> **ABOUT THIS TASK**: Every line containing the word "Alasdair" is to be copied from the data below.

> **Records excerpted from a collection**:
Issue #548, opened 2024-09-13
Duplicate vector CSR code


Timmmm:
The code for reading/writing vector CSRs is duplicated [here](https://github.com/riscv/sail-riscv/blob/31f809346e1020d191b46d519ad6435e2428be39/model/riscv_insts_zicsr.sail#L66) and [here](https://github.com/riscv/sail-riscv/blob/31f809346e1020d191b46d519ad6435e2428be39/model/riscv_vext_control.sail#L18). The latter is not used because the former takes priority.

The code is not actually the same, so something is definitely not right.

trdthg:
(One more point, The `ext_read_CSR` functions are also duplicated in the latter file
https://github.com/riscv/sail-riscv/blob/31f809346e1020d191b46d519ad6435e2428be39/model/riscv_vext_control.sail#L18-L24

PR #564, opened 2024-09-28
replace vxrm with vcsr[vxrm]

rez5427:
When I run the vasub test file from the riscv-vector-test suite, I encountered a discrepancy between the outputs of Sail-RISCV and Spike, as shown in the image (highlighted in red). The issue stems from the function get_fixed_rounding_incr, which is incorrectly using the vxrm[1..0] bits instead of vcsr[vxrm]. The vxrm register is not being set by a CSR instruction; it is initialized to zero and remains zero throughout the execution, causing this mismatch.

image


Timmmm:
Presumably this issue also exists for `vxsat`? I think we should also fix the duplicate read_csr and write_csr clauses at the same time.

rez5427:
Is it appropriate to remove the registers vxrm and vxset in this context?

Alasdair:
I don't think vxrm and vxsat should be actual Sail registers no, I think they are just parts of vcsr that should be accessible via the read_csr and write_csr functions.

model/riscv_sys_control.sail
```diff
@@ -557,10 +557,6 @@ function init_sys() -> unit = {
    * See riscv_vlen.sail for details.
    */
   vstart             = zero_extend(0b0);
-  vxsat              = 0b0;
-  vxrm               = 0b00;
-  vcsr[vxrm]       = vxrm;
-  vcsr[vxsat]      = vxsat;
```
Alasdair, line 563: This might want to be `vcsr[vxrm] = 0b00` and `vcsr[vxsat] = 0b0` rather than removing both.

Alasdair (approved):
Note: we should make sure to squash these commits before merging.

model/riscv_insts_zicsr.sail
```diff
@@ -71,8 +71,8 @@ function clause read_CSR(0b1011100 /* 0xB80 */ @ index : bits(5) if sizeof(xlen)
 
 /* vector */
 function clause read_CSR(0x008) = zero_extend(vstart)
-function clause read_CSR(0x009) = zero_extend(vxsat)
-function clause read_CSR(0x00A) = zero_extend(vxrm)
+function clause read_CSR(0x009) = zero_extend(vcsr[vxsat])
```
Timmmm, line 74: I think we should probably fix #548 in this MR though. Move all the vector code from this file to `riscv_vext_control.sail` and then delete the duplicates (there are 3 copies for some of them!).

Note the existing code in that file seems to be correct - it includes this fix and also dirties the status flag which the code here doesn't do.

Timmmm: Let me know if you can't be bothered though - I can have a go.

rez5427: Sorry for the late reply. Is this okay?

Timmmm: Yep LGTM, thanks!

Timmmm (approved):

> **SOLUTION**:
Alasdair:
Alasdair, line 563: This might want to be `vcsr[vxrm] = 0b00` and `vcsr[vxsat] = 0b0` rather than removing both.
Alasdair (approved):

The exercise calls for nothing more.